Which lines of the records contain "result"? Collect every one of them.
━━━━
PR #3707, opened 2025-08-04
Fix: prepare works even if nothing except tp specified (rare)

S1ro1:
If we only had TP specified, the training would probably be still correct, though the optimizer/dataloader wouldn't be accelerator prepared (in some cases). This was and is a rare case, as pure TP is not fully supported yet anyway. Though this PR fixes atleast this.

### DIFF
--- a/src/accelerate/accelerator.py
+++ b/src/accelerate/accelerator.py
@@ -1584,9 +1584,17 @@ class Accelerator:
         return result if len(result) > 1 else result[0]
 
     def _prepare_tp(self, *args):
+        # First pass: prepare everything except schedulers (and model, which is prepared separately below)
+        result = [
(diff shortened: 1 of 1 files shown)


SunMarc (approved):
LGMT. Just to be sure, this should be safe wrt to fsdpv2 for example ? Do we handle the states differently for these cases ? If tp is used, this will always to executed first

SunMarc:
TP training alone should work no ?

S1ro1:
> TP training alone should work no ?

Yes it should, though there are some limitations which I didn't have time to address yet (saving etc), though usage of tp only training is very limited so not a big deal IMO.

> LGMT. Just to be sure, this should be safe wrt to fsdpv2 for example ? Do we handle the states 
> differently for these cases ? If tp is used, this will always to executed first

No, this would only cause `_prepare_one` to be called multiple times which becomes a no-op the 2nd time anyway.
━━━━
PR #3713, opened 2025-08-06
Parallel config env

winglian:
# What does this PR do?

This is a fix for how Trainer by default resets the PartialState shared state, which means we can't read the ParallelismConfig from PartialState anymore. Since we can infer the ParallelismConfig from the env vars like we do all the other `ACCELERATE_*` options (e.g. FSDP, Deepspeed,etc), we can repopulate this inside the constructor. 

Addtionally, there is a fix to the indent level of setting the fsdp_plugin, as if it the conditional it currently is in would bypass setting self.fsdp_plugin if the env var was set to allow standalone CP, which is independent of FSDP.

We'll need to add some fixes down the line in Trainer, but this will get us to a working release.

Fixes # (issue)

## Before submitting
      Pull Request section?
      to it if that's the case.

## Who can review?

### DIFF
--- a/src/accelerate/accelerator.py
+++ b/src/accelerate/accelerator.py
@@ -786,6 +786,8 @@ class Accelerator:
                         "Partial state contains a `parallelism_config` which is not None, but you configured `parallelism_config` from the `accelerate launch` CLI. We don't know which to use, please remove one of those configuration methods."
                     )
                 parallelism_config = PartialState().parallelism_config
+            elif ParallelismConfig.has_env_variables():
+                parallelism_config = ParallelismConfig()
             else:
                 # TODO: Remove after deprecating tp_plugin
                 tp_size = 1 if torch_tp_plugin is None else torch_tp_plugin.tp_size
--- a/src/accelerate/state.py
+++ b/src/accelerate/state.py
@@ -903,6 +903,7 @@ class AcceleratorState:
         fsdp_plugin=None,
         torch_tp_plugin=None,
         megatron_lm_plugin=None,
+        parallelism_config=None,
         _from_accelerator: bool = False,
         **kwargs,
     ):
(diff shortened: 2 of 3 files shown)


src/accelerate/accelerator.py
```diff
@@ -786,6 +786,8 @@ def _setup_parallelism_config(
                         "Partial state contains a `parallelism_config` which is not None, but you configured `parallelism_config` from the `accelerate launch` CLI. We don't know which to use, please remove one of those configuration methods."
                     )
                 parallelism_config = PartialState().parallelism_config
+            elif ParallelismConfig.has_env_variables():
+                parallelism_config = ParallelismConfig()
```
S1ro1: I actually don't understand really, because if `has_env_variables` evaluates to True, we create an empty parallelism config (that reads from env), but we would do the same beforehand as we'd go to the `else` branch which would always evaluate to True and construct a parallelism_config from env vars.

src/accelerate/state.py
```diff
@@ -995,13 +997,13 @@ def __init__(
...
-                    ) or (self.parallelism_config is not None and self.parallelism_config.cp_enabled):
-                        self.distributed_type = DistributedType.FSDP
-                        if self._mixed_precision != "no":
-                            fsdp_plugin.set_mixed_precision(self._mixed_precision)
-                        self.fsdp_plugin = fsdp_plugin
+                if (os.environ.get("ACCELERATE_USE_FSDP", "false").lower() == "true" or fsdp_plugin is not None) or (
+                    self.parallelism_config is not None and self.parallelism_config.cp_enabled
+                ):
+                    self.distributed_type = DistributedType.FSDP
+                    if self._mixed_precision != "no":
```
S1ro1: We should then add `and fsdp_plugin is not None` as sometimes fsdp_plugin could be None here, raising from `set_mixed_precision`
━━━━
▶ **Completed task**:
         return result if len(result) > 1 else result[0]
+        result = [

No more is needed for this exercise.